3. I assume that since I am applying for Grant of Probate via Personal Application that I am effectively applying in person for a Grant and that therefore I must get a Court Clerk or Probate Registrar to complete Part 3, is that correct? Or will getting it sworn by practising solicitor prior to submitting to the Probate Office suffice? (If getting it sworn by Probate Registrar I understand that this can be done in the Probate Office at the same time as submitting the forms). 

I know the Probate Office are there to answer these kind of questions (& I will phone them if necessary) but I'm asking them here because;

i) Probate Office's Personal Applications section only has 1 employee it appears.
ii) The Personal Applications section is only available to receive calls after 2.30pm daily.
iii) Even after 2.30pm Personal Applications is not always available to take a call due to meetings.
iv) I have been given conflicting answers by Personal Applications for other unrelated questions at different times. 
v) I'm interested in learning from other people's experience who have used this alternative (computer-filled) form & have applied by Personal Application. 

Any help appreciated. Thanks.


----------



## swiggy (16 May 2013)

In answer to your questions

1. I printed it in black and white, single sided (note in my case there were not enough pages on the form to fill in all joint assets so I just printed out the pages applicable to the joint assets again and inserted them into the form.

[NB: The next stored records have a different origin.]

PR #3232, opened 2026-07-06
Add missing AIA CSRs to priv/csrs.adoc

topperc:
Add the supervisor, hypervisor, and VS CSRs from https://github.com/riscv/riscv-aia/blob/main/src/CSRs.adoc

I also moved mtopi and mtopei from Machine Trap Setup to Machine Trap Handling. That made more sense to me after reading the descriptions. I can change it back and move stopi and stopei if the old location was correct.

### DIFF
--- a/src/priv/csrs.adoc
+++ b/src/priv/csrs.adoc
@@ -204,6 +204,7 @@ Note that not all registers are required on all implementations.
 |`0x104` |SRW |csr:sie[]        |Supervisor interrupt-enable register
 |`0x105` |SRW |csr:stvec[]      |Supervisor trap handler base address
 |`0x106` |SRW |csr:scounteren[] |Supervisor counter enable
+|`0x114` |SRW |csr:sieh[]       |Upper qty:32[bits] of csr:sie[], RV32 only
 
 4+^|Supervisor Configuration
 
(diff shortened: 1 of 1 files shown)


src/priv/csrs.adoc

So effectively the form had two pg 10's two pg 11's and two pg 12's)

2. I filled in the applicant and document type in part 3 before going to solicitor, solicitor then signed and put solicitor stamp on it

3. Probate form signed by solicitor was accepted by probate office.

I gave up ringing the dublin office as they rarely answered and so rang other offices outside of Dublin.  They are usually more helpful.


----------



## georged3rd (16 May 2013)

Great stuff, thanks swiggy. Out of curiosity;
1. Did you post or hand in the completed forms to the Probate Office (with form PA2 & Form of Understanding)?
2. Did you include copies of account statements with the completed forms or was this necessary (I note its not requested but that other people have included statements).
3. On average how long was it before you got an appointment with the Probate Office & from then how long did it take before you were given the Grant of Representation?


----------



## georged3rd (16 May 2013)

Side question for anyone else who has gone through the Probate process via Personal Application;
Do you know if it's possible to obtain a Grant of Representation with a Probate Office which is outside of your immediate county? E.g. The Dublin office covers Dublin, Meath, Kildare & Wicklow. If I was to apply in Wexford or Waterford would it be accepted? 

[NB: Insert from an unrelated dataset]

PR #3233, opened 2026-07-06
Add Zvzip extension and integrate with normative-rule pipeline

ptomsich:
This PR adds the draft Zvzip extension chapter to the unprivileged manual: five instructions for interleaving, deinterleaving, and pairwise transposition of vector elements (vzip.vv, vunzipe.v, vunzipo.v, vpaire.vv, vpairo.vv), targeting workloads such as complex-number packing, pixel-component (de)interleaving, and small-matrix transposition. It supersedes the earlier draft, which defined the count-changing instructions over an effective vector length of `2*vl`.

The Limerick office implied that it could be done (they were very helpful btw) but still didn't sound 100% sure. The Dublin office said it had to be in Dublin given that I live in one of the above counties. (Unable to reach the Waterford or Wexford office to confirm).


----------



## swiggy (16 May 2013)

I hand delivered all the forms as didn't want them to get lost in the post- a lot of effort went into preparing it! I didn't include account statements. They are not needed at this stage, just make sure you have back up for everything at the appointment as they will check everything. It took about 4 months to get an appointment. I got the grant in about a week after the appointment. You will have to go to the stamp office after your appointment to get the ca 24 stamped. You then go back to the probate office and hand it in and they will process it for the grant.  You can do this on the same day, the stamp office is within walking distance of the probate office.


----------



## georged3rd (16 May 2013)

swiggy said:


> I hand delivered all the forms as didn't want them to get lost in the post......


 Perfect, thanks. I don't suppose you happen to know if it's possible to apply via a Probate Office outside of your immediate area (e.g. one of the less busy rural offices)?


----------



## swiggy (17 May 2013)

I don't know about applying outside of Dublin. To clarify above, you have to go to the stamp office to pay the probate fee. Proof of payment then needs to be shown to probate office before they will process grant. It's not the actual CA24 that gets stamped as far as I recall.


----------



## Franner (1 Nov 2015)

Does form CA24 have to be filled out on the computer?


----------



## Thirsty (1 Nov 2015)

No but its easier if you do.  Also note some of the info in this thread is out of date.


----------